While talking to her, Sia realised Meena looked a little worried, she could read her face easily. “All okay with you? Any problem you can always share with me? Did your husband say anything or it is something else?”

It had been raining all day and Sia had taken a leave from work. Her husband was busy reading the newspaper while her kids were playing on the terrace. Rain almost has a magnetic pull for children; there is nothing better than playing in the rain and jumping in puddles. She saw her kids run on the terrace, make paper boats and feel the splashes on their legs.

She always loved the monsoons; it was her favourite season of the year. It evoked a sense of nostalgia and brought back so many memories. There is something about the rains that pushes us into nostalgia and makes us think of all that we love. We yearn for the times that have gone by-our childhood, our love and the remembrance of the muddy streets we played in.

The fragrance of the rains calmed her senses and the sound of the falling rain was like music to her ears! She couldn’t stop herself from going out to the terrace and getting drenched. Monsoon brings along with it an unmistakable earthy perfume which mesmerizes you. It is a feast for the eyes to see the greenery around; every tree is far more glorious and greener than it was before, symbolising life and giving us a promise of growth.

As the droplets of rain touched her body, she could feel all her stress, exhaustion and cares getting washed away. She reminisced about her childhood, her mother making adrak wali chai and hot pakodas. She remembered dancing with her friends in the rains, making paper boats, seeing them sail away in the dirty water logged streets and the raincoat that was rarely removed from her bag. Children never care about getting wet hair or spoiling their clothes, all they know is that they have to savour the moment.

Rains also evoke one more important and primal emotion, the emotion of love! She looked at her husband and called him out asking him to join her on the terrace. Her husband replied, “You know I don’t like getting wet! You enjoy with the kids. I don’t like the rains and the mess. I’d rather stay in the house. I’ll keep the towels ready for you when you are done.”

We’ve all heard opposites attract haven’t we?

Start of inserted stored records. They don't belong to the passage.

PR #418, opened 2019-07-31
Proper LALR parser

Raekye:
The existing parser calculates lookaheads for reductions by looking at the FOLLOW set of the grammar, making it actually an SLR(1) parser. LALR(1) parsers have the same number of states as SLR(1) parsers, but parse a strict superset of SLR(1) grammars, so they are generally preferred.

~~These commits implement the algorithm described in Compilers: Principles, Techniques, and Tools (2nd edition) to (supposedly) efficiently calculate LALR(1) lookaheads.~~ This now implements [DeRemer and Pennello's LALR lookahead algorithm][1], based on PLY and The Theory and Practice of Compiler Writing. It does _not_ generate LR(1) states (which may be orders of magnitudes larger) to merge into LALR(1) states. **Update**: it is now much much faster than the old (dragon book) algorithm.

At a high level, the algorithm:

1. Generates LR(0) itemsets/states (similar to the existing parser, see below for minor change)~~
1. ~~Calculates lookaheads~~
1. ~~Attaches lookaheads to the LR(0) kernels to form LALR(1) kernels~~
1. ~~Generates the LR(1) closure of the LALR(1) kernels to obtain the LALR(1) states (same number as LR(0) states)~~
1. Does some stuff I can't really explain 😅

I tried my best to maintain Lark's coding style and I believe the code is ~~well documented~~ documented wherever I thought possible. My main concern is the naming scheme, particularly the `lr0_*` member variables introduced to `GrammarAnalyzer`. The LALR(1) algorithm I implemented does not use an `$END` token for the root rules. However, I did not want to overwrite the existing member variables as it would affect the Earley parser. **Update**: I can't really explain _why_ the algorithm works, so I couldn't add many insightful comments unfortunately.

The LALR(1) parser can be tested with the following grammar/program:

```
from lark import Lark

grammar = r'''
EQUALS:  "="
STAR: "*"
ID: "id"

s: l EQUALS r | r
l: STAR r | ID
r: l
'''

parser = Lark(grammar, parser='lalr', lexer='standard', start='s')
text = '*id=id'
print(parser.parse(text).pretty())
```

The older parser (with debug enabled) logs a shift/reduce conflict. While shifting produces the right behaviour in this example (which is the default conflict resolution mechanism), LALR(1) parsers are known to be more powerful than SLR(1) parsers. As it is, users may see shift/reduce or reduce/reduce conflicts with proper LALR(1) grammars, if the grammars are not SLR(1).

I have run the tests and only 3 tests in `tests.test_nearley.test_nearley.TestNearley` fail, which were failing for me before my changes (they have a `FileNotFoundError`, so I assume I'm just missing some test files). However, I have not profiled these changes. Theoretically, parsing speed should be the same because the parsing table format and algorithm were only minimally changed (removed the artificial `$END` token appended to root rules. Now, a successful parse ends in a reduce action). Generating the parser may be slower as the lookahead calculation is more complex compared to SLR(1).

[1]: https://dl.acm.org/citation.cfm?id=357187

### DIFF
--- a/lark/grammar.py
+++ b/lark/grammar.py
@@ -3,13 +3,12 @@ from .utils import Serialize
 ###{standalone
 
 class Symbol(Serialize):
-    __slots__ = ('name', '_hash')
+    __slots__ = ('name',)
 
     is_term = NotImplemented
 
     def __init__(self, name):
         self.name = name
-        self._hash = hash(self.name)
 
     def __eq__(self, other):
         assert isinstance(other, Symbol), other
@@ -19,7 +18,7 @@ class Symbol(Serialize):
         return not (self == other)
 
     def __hash__(self):
-        return self._hash
+        return hash(self.name)
 
     def __repr__(self):
         return '%s(%r)' % (type(self).__name__, self.name)
@@ -28,13 +27,12 @@ class Symbol(Serialize):
 
 
 class Terminal(Symbol):
-    __serialize_fields__ = 'name', 'filter_out', '_hash'
+    __serialize_fields__ = 'name', 'filter_out'
 
     is_term = True
 
     def __init__(self, name, filter_out=False):
         self.name = name
-        self._hash = hash(self.name)
         self.filter_out = filter_out
 
     @property
@@ -44,7 +42,7 @@ class Terminal(Symbol):
 
 
 class NonTerminal(Symbol):
-    __serialize_fields__ = 'name', '_hash'
+    __serialize_fields__ = 'name',
 
     is_term = False
 
--- a/lark/grammar.py
+++ b/lark/grammar.py
@@ -3,10 +3,13 @@ from .utils import Serialize
 ###{standalone
 
 class Symbol(Serialize):
+    __slots__ = ('name', '_hash')
+
     is_term = NotImplemented
 
     def __init__(self, name):
         self.name = name
+        self._hash = hash(self.name)
 
     def __eq__(self, other):
         assert isinstance(other, Symbol), other
@@ -16,7 +19,7 @@ class Symbol(Serialize):
         return not (self == other)
 
     def __hash__(self):
-        return hash(self.name)
+        return self._hash
 
     def __repr__(self):
         return '%s(%r)' % (type(self).__name__, self.name)
@@ -31,6 +34,7 @@ class Terminal(Symbol):
 
     def __init__(self, name, filter_out=False):
         self.name = name
+        self._hash = hash(self.name)
         self.filter_out = filter_out
 
     @property
@@ -69,7 +73,7 @@ class Rule(Serialize):
         expansion : a list of symbols
         order : index of this expansion amongst all rules of the same name
     """
-    __slots__ = ('origin', 'expansion', 'alias', 'options', 'order', '_hash')
+    __slots__ = ('origin', 'expansion', 'alias', 'options', 'order', '_hash', '_rp')
 
     __serialize_fields__ = 'origin', 'expansion', 'order', 'alias', 'options'
     __serialize_namespace__ = Terminal, NonTerminal, RuleOptions
@@ -81,6 +85,7 @@ class Rule(Serialize):
         self.order = order
         self.options = options
         self._hash = hash((self.origin, tuple(self.expansion)))
+        self._rp = None
 
     def _deserialize(self):
         self._hash = hash((self.origin, tuple(self.expansion)))
--- a/lark/grammar.py
+++ b/lark/grammar.py
@@ -71,7 +71,7 @@ class Rule(Serialize):
         expansion : a list of symbols
         order : index of this expansion amongst all rules of the same name
     """
-    __slots__ = ('origin', 'expansion', 'alias', 'options', 'order', '_hash', '_rp')
+    __slots__ = ('origin', 'expansion', 'alias', 'options', 'order', '_hash')
 
     __serialize_fields__ = 'origin', 'expansion', 'order', 'alias', 'options'
     __serialize_namespace__ = Terminal, NonTerminal, RuleOptions
@@ -83,7 +83,6 @@ class Rule(Serialize):
         self.order = order
         self.options = options
         self._hash = hash((self.origin, tuple(self.expansion)))
-        self._rp = None
 
     def _deserialize(self):
         self._hash = hash((self.origin, tuple(self.expansion)))
--- a/lark/grammar.py
+++ b/lark/grammar.py
@@ -28,7 +28,7 @@ class Symbol(Serialize):
 
 
 class Terminal(Symbol):
-    __serialize_fields__ = 'name', 'filter_out'
+    __serialize_fields__ = 'name', 'filter_out', '_hash'
 
     is_term = True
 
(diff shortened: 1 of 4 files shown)


erezsh:
Great PR! I like how you maintained the coding style, and wrote code that's clean and understandable.

The only thing missing is a test case, that would that it does indeed improve the parser, and prevent future degradation.

There is also another problem, of performance. It's probably not noticeable in tiny grammars, but for medium grammars like `examples/python3.lark`, it's very noticeable. Here's the performance of the latest master:

```bash
$ time python3 -m examples.python_parser
test_python_lib (170 files), time: 31.67557168006897 secs

real    0m36.733s
user    0m33.656s
sys     0m0.422s
```
That means that compiling the grammar took about 3 seconds. Still much more than desirable, but somewhat acceptable.

Here is the performance of your PR:

```bash
test_python_lib (170 files), time: 34.119346380233765 secs
real    1m16.430s
user    1m11.047s
sys     0m0.734s
```

Compiling the grammar took 42 seconds!! This is serious degradation, which I would be very cautious to spring on users.

My point is, perhaps there are simple optimizations you could use to bring this down to single-digits?  After all, if PLY can do it, then I'm sure it's not that hard :)

Raekye:
For sure I'll look into it! I was mindful of avoiding unnecessary work/stuff that had obviously bad time complexity, but I don't claim to be a performance guru and I wasn't specifically trying to optimize the code. I will profile the code and see what I can do

erezsh:
This is looking much much better!

I cleaned up the code a little (many of the hash tricks you added are no longer necessary, and I simplified what I could), and pushed it to the `true_lalr` branch. I'm going to let it sit there for a bit, maybe try to improve the code a little further (mostly just try to make it more readable), and I think soon it will be ready to merge into `master`.

erezsh:
If you feel like working on `true_lalr` and improving it, either by simplifying, documenting, or any other way, feel free to send a PR for it. I can also just give you push permissions for that branch, which would be a little simpler as a workflow.

Raekye:
I remembered something/thought of something minor to improve the code last night while falling asleep haha. Instead of checking `s not in self.rules_by_origin` to see if it's a terminal, you can just check `.is_term`. Lines [190](https://github.com/lark-parser/lark/blob/true_lalr/lark/parsers/lalr_analysis.py#L190) and [205](https://github.com/lark-parser/lark/blob/true_lalr/lark/parsers/lalr_analysis.py#L205) in `lalr_analysis.py`.

I'd be happy to keep looking at it, to improve it. Push permissions for that branch would be nice, though I don't mind updating this/sending another PR

erezsh:
@Raekye My bad, github doesn't allow such granularity. So if you don't mind sending PRs, let's stick with that for now :)

bilderbuchi:
What GH can do, though, if I remember correctly, is to "allow edits by maintainers" when you open a PR (there's a box to check), so @erezsh could edit the PR branch, which solves the present problem I think.

Raekye:
I have the "allow edits from maintainers" box checked. Although it might be awkward, since erezsh already merged this into a new branch and made commits to it

erezsh:
Okay, I added my cleanup commits. You can edit on top of them now.

evandrocoan:
You can get detailed performance per function call with this snippet. Edit the lark main and add the setup to the beginning and the result printing to the bottom. Optimally, lark could have a command line option which activates this on its main.

```python
import sys

import io
import pstats
import cProfile

profiller = cProfile.Profile()
profiller.enable()

# Core here

profiller.disable()
outputstream = io.StringIO()

profiller_status = pstats.Stats( profiller, stream=outputstream )
profiller_status.sort_stats( "time" )
profiller_status.print_stats()

sys.stderr.write( outputstream.getvalue()[:2000] + '\n' )
```

Running this solemnly will output:
```
         1 function calls in 0.000 seconds

   Ordered by: internal time

      ncalls     tottime     percall     cumtime     percall filename:lineno(function)
           1       0.000       0.000       0.000       0.000 {method 'disable' of '_lsprof.Profiler' objects}
```

Adding a few cool stuff inside it like:
```python
import mmap
import json

# https://docs.python.org/3.9/library/mmap.html
# https://blog.askesis.pl/post/2019/02/mmap.html
memory = mmap.mmap( -1, 20, access=mmap.ACCESS_WRITE )
memory.write( b'{ "var": 10 }' )

end_of_the_file = memory.tell()
print( 'memory {:,}, end_of_the_file {}\n'.format( len( memory ), end_of_the_file ) )

memory.seek( 0 )
print( 'raw', memory.read( end_of_the_file ), file=sys.stderr )

memory.seek( 0 )
loaded = json.loads( memory.read( end_of_the_file ) )

print( 'json', loaded, file=sys.stderr )
print( 'loaded', memory[:end_of_the_file], file=sys.stderr )
```

Will output:
```
         3,031 function calls (2,921 primitive calls) in 0.006 seconds

   Ordered by: internal time

      ncalls     tottime     percall     cumtime     percall filename:lineno(function)
          17       0.001       0.000       0.001       0.000 {built-in method nt.stat}
        15/6       0.000       0.000       0.001       0.000 F:\Python\lib\sre_parse.py:475(_parse)
           4       0.000       0.000       0.000       0.000 {built-in method marshal.loads}
           4       0.000       0.000       0.000       0.000 <frozen importlib._bootstrap_external>:914(get_data)
           4       0.000       0.000       0.001       0.000 <frozen importlib._bootstrap_external>:793(get_code)
        25/6       0.000       0.000       0.000       0.000 F:\Python\lib\sre_compile.py:71(_compile)
           4       0.000       0.000       0.000       0.000 {method 'read' of '_io.FileIO' objects}
          14       0.000       0.000       0.000       0.000 F:\Python\lib\sre_compile.py:276(_optimize_charset)
           6       0.000       0.000       0.001       0.000 <frozen importlib._bootstrap_external>:1356(find_spec)
           4       0.000       0.000       0.000       0.000 {built-in method builtins.print}
         102       0.000       0.000       0.000       0.000 F:\Python\lib\sre_parse.py:233(__next)
       31/12       0.000       0.000       0.000       0.000 F:\Python\lib\sre_parse.py:174(getwidth)
           3       0.000       0.000       0.000       0.000 {built-in method builtins.__build_class__}
           2       0.000       0.000       0.000       0.000 {built-in method _imp.create_builtin}
         6/2       0.000       0.000       0.006       0.003 <frozen importlib._bootstrap>:978(_find_and_load)
         123       0.000       0.000       0.000       0.000 F:\Python\lib\sre_parse.py:164(__getitem__)
          39       0.000       0.000       0.000       0.000 {method 'format' of 'str' objects}
           1       0.000       0.000       0.000       0.00
```

erezsh:
Just merged it into `master`. After an appropriate waiting period I plan to release it with `0.8`

@Raekye thank you for a great contribution, and sorry it took so long!

erezsh:
P.S. I plan to mention you in the next release. Would like to add a few words?

Raekye:
@erezsh Hi! No worries, sorry for the late response myself. Would it be alright to add my username and email (libraekye at gmail dot com) to `lalr_analysis.py`? Totally minor thing, no worries if you prefer not. Other than that, I can't think of anything at this time. Thanks for your work on this project and time reviewing the PR!

erezsh:
@Raekye Yes, that's completely acceptable. And let me know if you think of anything else.

PR #423, opened 2019-08-09
Find newlines in ignored tokens

### LINKED ISSUE #420: Add \s to lark.lexer._regexp_has_newline
This is a trivial fix: _regexp_has_newline does not test for \s patterns in the regex, so if you use it in your grammar, Lark will report wrong line numbers. Should I send a PR?

fabiommendes:
Fix #420

### DIFF
--- a/.gitignore
+++ b/.gitignore
@@ -4,6 +4,7 @@
 /lark_parser.egg-info/**
 tags
 .vscode
+.idea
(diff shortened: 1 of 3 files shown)


erezsh:
Close one, the test was incorrect, but I fixed it.

Thank you for contributing!

PR #427, opened 2019-08-18
Add debug=True|False flag to Earley and XEarley to allow dumping the SPPF to PNG.

night199uk:
This re-uses the debug=True|False flag used for LALR parser to enable dumping the SPPF to a PNG using pydot/graphviz, which is very useful in debugging Earley.  This could possibly be moved to a different flag later, but debug=X is currently unused by Earley so it seemed better than adding yet more options.


erezsh:
Looks good to me!

PR #100, opened 2022-09-09
Add missing backend property

davinci26:
Property `bypass_local_route_table` is missing and defined in
https://developer.fastly.com/reference/vcl/declarations/backend/


davinci26:
A bit orthogonal to this PR but we should probably have tests that ensure that all the examples compile properly

shadialtarsha (approved):

ysugimoto (approved):

ivomurrell (approved):

PR #102, opened 2022-09-11
Adds support for parsing Dictionary/ACL/Backend from TF json

davinci26:
Some properties can be defined externally in TF and then be used from the VCL file. We add support for parsing them from the TF json file and adding them to the json context.


cmd/falco/terraform.go
```diff
@@ -20,17 +20,37 @@ type TerraformVcl struct {
...
+	Name string
+}
+
+type TerraformDictionary struct {
+	Name string
+}
+
+// TODO(davinci26): We can unmarshall all the properties from the TF file
+// and lint them to make sure they have sane values.
+type TerraformBackend struct {
```
shadialtarsha, line 33: Big opportunity here for us!

shadialtarsha (changes requested):
What would happen if we have double declarations (another declaration in the VCL)
Should we address this case?

cmd/falco/resolver.go
```diff
@@ -22,167 +13,24 @@ type VCL struct {
...
 
-func (s *StdinResolver) Resolve(module string) (*VCL, error) {
-	for i := range s.Modules {
-		if s.Modules[i].Name == module {
-			return s.Modules[i], nil
-		}
-	}
-
-	return nil, errors.New(fmt.Sprintf("Failed to resolve include file: %s.vcl", module))
+// Resolver is an interface for integrate VCL input from file or JSON (terraform planned data)
```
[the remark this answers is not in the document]
davinci26: improved

davinci26:
>What would happen if we have double declarations (another declaration in the VCL) Should we address this case?

This was handled already but I also added a test

davinci26:
See https://reddit.atlassian.net/wiki/spaces/TPORT/pages/2421096466/Developing+deploying+a+Fastly+service and if you have any question reach out to #infra-transport or open a ticket at [go/transport-ticket](https://go.snooguts.net/transport-ticket)

ivomurrell (commented):
Very excited to see this PR: these changes were something that was on my backlog too so that we could get terraform integrated with our own linter workflow 🙌🏻

My main thought is that there seems to be a lot of duplicated logic with the [`cmd/falco/snippet.go`](https://github.com/ysugimoto/falco/blob/main/cmd/falco/snippet.go) code. They're both doing similar things of fetching additional Fastly data, either from the API or from the terraform plan, but they augment the AST in different ways. The snippets add to the VCL source code before parsing whereas this code adds to the AST directly.
I think it would make sense to combine these two behaviours rather than adding more complexity to the `Resolver` struct. As an illustration of why I think this would be of benefit: the `snippets.go` code [supports](https://github.com/ysugimoto/falco/blob/main/cmd/falco/snippet.go#L177) adding shield directors specified in the backends to the AST whereas the `terraform.go` code currently does not. Fastly implicitly creates these directors based on specific backend settings and it can be a bit fiddly to infer them and recreate them. It would be quite fragile to rewrite that logic here and have to maintain it in two places.
I suggest that we preserve the old `Resolver` interface, which can only resolve VCL logic (either from a file or terraform for now), and add a new interface (`Fetcher`?) that can fetch additional data from either terraform or the Fastly API so that we can decouple the `snippets.go` logic from the latter. I think it makes sense to still augment the AST by appending additional source text to it before parsing so that we can support [snippets](https://registry.terraform.io/providers/fastly/fastly/latest/docs/resources/service_vcl#nestedblock--snippet) defined in terraform in the future.

What do you think about this suggestion @davinci26 et al? I'm very happy to help with this refactor if you're happy to go forward with it. Thanks again for all the work done so far!!

ivomurrell:
In retrospect, I should probably have renamed `snippets.go` to something more descriptive in #95 as its utility has grown beyond snippets now...

linter/linter.go
```diff
@@ -54,32 +54,44 @@ func (l *Linter) Lint(node ast.Node, ctx *context.Context) types.Type {
...
 
 func (l *Linter) lintUnusedTables(ctx *context.Context) {
-	for _, t := range ctx.Tables {
+	for key, t := range ctx.Tables {
 		if t.IsUsed {
 			continue
 		}
-		l.Error(UnusedDeclaration(t.Decl.GetMeta(), t.Name, "table").Match(UNUSED_DECLARATION))
+		if t.Decl == nil {
+			l.Error(UnusedExternalDeclaration(key, "backend").Match(UNUSED_DECLARATION))
```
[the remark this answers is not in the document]
davinci26: fixed

davinci26:
@ivomurrell WDYT of the current approach?

cmd/falco/runner.go
```diff
@@ -112,6 +119,16 @@ func NewRunner(rz Resolver, c *Config) (*Runner, error) {
...
+	if f != nil {
+		ctx, timeout := _context.WithTimeout(_context.Background(), 20*time.Second)
+		defer timeout()
+		snippets, err := NewSnippet(f).Fetch(ctx)
+		if err != nil {
+			writeln(red, err.Error())
+		}
+		r.snippets = append(r.snippets, snippets...)
+	}
+
```
shadialtarsha, line 131: If I understand correctly the behavior here. We are trying to load the runner with snippets, backends, ACLS, and Dicts from either remote or Fastly depending on the config.

I think sharing the same Interface between Terraform "Fetcher" and Fastly Fetcher doesn't make sense in my opinion and you can tell from the `context` object that you are passing to the Terraform fetcher without the need for it! 
I don't believe we need to unify the 2 interfaces. we can simply pass them to the runner before. We can do a Fastly call before reaching the `runner` and let the runner takes it from there! 

I don't think the runner should take care of the behavior or filling these objects

Wdyt?

shadialtarsha (changes requested):

cmd/falco/runner.go
davinci26: simplified the interface by taking the context in the constructor via a timeout

linter/linter_test.go
```diff
@@ -1506,6 +1507,23 @@ acl foo {}
...
 		}
 	})
+
+	t.Run("raise unused external error", func(t *testing.T) {
+		input := ` sub foo{}
+`
+		vcl, err := parser.New(lexer.NewFromString(input)).ParseVCL()
+		if err != nil {
+			t.Errorf("unexpected parser error: %s", err)
+			t.FailNow()
```
shadialtarsha, line 1517: A suggestion here would be using `t.Fatalf`

shadialtarsha (approved):
I like the implementation overall
Thanks for adding tests as well! 
I believe right now it is also easy to extend the input to be either yaml or toml or whatever

cmd/falco/snippet.go
```diff
@@ -142,18 +135,20 @@ func (s *Snippet) fetchAccessControl(c _context.Context, version int64) ([]snipp
...
-func (s *Snippet) fetchBackend(c _context.Context, version int64) ([]snippetItem, error) {
-	backends, err := s.client.ListBackends(c, version)
+func (s *Snippet) fetchBackend() ([]snippetItem, error) {
+	var snippets []snippetItem
+	backends, err := s.fetcher.Backends()
 	if err != nil {
-		return nil, fmt.Errorf("failed to get backends for version %w", err)
+		return nil, fmt.Errorf("Failed to get Backends: %w", err)
+	}
+	if len(backends) == 0 {
```
ivomurrell, line 144: **question**: was the Fastly API remote code failing previously if there weren't any backends in your Fastly service, or is this an optimisation?

terraform/fetcher.go
```diff
@@ -0,0 +1,51 @@
...
+		services: s,
+	}
+}
+
+func (f *TerraformFetcher) Backends() ([]*remote.Backend, error) {
+	var b []*remote.Backend
+	for _, s := range f.services {
+		for _, serviceBackend := range s.Backends {
+			b = append(b, &remote.Backend{
+				Name: serviceBackend.Name,
```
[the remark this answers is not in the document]
davinci26: +1 will do

cmd/falco/runner.go
```diff
@@ -51,6 +51,12 @@ type StatsResult struct {
 	Lines       int    `json:"lines"`
 }
 
+type Fetcher interface {
+	Backends() ([]*remote.Backend, error)
```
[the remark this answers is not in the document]
davinci26: I thought about this as well and I went for the lazy way since I wouldn't do anything besides reusing the same abstraction pretty much but long term we should have our own internal abstraction rather than reusing what fastly provides.

Will change that

cmd/falco/snippet.go
davinci26: it failed with if there are no backends so I resolved it by returning early

ivomurrell: ah thanks for fixing this then, sorry I missed it in my PR!

cmd/falco/runner.go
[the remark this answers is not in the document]
davinci26: fixed in 69679c7bb5276feb8b561e2faa2af3b69794b4c1

terraform/fetcher.go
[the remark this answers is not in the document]
davinci26: fixed in 69679c7bb5276feb8b561e2faa2af3b69794b4c1

ivomurrell (approved):
Great stuff, thank you very much!

ysugimoto (approved):
Great works, thank you very much for this!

Then they get married and do opposite things! She looked at him with longing eyes and craved for his company! Seemed like the rains made him a little more attractive. She decided to join him inside; she didn’t know what was stronger, the craving for him or the craving for hot pakoda’s and chai. “Pakodas first” she thought in her mind and giggled. Food before love! And fries before guys!

She had a quick warm bath and joined her husband in the living room. Netflix and chai didn’t sound bad either.

The croaking of frogs and cicadas could be heard from afar. She could hear the sounds of her children’s laughter, the thunder of the grey clouds, the pitter-patter of raindrops falling on her window and the deep sound of the wind crashing against her windows.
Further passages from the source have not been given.